Task requirements
Which lines of the data hold the word "something"? Copy all of them.

The data
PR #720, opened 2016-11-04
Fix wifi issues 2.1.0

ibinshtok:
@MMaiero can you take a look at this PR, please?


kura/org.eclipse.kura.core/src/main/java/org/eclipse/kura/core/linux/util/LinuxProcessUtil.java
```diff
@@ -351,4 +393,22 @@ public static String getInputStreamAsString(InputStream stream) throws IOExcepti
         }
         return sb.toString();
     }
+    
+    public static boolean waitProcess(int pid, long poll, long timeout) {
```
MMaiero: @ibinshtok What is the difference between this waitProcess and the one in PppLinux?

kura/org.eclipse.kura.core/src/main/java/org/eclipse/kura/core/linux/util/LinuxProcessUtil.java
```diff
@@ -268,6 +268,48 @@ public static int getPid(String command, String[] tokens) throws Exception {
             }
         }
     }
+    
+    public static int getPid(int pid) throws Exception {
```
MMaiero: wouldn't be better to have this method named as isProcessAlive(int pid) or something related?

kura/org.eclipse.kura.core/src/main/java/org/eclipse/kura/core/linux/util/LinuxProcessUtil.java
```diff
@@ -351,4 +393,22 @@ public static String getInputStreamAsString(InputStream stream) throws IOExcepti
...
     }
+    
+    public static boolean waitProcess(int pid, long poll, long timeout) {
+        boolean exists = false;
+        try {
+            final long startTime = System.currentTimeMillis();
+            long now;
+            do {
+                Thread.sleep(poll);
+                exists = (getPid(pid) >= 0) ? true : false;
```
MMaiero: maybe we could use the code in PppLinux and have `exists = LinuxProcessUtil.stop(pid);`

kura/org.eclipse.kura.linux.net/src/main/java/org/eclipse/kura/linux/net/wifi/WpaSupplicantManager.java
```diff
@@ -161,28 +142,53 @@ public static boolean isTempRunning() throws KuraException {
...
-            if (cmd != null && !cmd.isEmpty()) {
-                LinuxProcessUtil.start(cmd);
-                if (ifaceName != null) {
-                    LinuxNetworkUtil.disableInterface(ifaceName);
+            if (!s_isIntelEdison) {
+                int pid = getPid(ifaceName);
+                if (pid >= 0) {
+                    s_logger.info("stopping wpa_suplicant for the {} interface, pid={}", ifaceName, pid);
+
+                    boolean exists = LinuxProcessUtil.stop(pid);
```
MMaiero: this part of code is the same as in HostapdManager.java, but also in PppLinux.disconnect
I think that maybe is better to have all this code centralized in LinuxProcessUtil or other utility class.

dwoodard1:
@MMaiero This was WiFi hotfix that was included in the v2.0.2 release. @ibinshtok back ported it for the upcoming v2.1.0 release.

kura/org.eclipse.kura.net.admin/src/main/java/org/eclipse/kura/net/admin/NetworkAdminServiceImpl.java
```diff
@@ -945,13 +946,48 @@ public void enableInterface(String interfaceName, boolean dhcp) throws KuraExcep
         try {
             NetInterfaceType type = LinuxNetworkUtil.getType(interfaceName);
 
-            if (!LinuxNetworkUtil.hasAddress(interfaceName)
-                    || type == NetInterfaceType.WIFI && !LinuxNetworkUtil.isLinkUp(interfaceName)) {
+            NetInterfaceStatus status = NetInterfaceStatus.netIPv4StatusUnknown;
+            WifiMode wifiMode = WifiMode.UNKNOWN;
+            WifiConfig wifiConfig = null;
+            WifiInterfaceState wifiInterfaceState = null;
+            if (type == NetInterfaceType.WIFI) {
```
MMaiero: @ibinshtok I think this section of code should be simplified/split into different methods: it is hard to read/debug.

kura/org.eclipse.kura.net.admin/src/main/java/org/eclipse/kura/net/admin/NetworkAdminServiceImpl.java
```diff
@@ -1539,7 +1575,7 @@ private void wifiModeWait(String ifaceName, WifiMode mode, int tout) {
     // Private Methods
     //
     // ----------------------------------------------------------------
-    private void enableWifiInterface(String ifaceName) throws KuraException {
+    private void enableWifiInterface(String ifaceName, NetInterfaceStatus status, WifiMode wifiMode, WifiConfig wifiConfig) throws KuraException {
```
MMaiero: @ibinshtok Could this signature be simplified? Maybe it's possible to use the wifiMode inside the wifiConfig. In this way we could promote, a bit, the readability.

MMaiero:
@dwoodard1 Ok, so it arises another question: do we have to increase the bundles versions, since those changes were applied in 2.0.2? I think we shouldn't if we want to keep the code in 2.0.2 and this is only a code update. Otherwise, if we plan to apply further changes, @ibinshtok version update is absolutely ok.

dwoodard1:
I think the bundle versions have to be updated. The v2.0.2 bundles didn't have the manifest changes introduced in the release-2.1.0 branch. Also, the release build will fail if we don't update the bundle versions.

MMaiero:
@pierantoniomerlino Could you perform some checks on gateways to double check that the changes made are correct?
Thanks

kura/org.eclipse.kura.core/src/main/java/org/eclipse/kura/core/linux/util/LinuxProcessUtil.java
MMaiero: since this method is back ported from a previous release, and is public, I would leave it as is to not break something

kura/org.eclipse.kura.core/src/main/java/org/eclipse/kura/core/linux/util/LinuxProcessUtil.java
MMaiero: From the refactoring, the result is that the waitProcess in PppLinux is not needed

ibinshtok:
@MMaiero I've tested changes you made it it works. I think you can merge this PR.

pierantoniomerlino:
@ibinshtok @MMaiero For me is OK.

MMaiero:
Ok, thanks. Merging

Result of the exercise
MMaiero: wouldn't be better to have this method named as isProcessAlive(int pid) or something related?
MMaiero: since this method is back ported from a previous release, and is public, I would leave it as is to not break something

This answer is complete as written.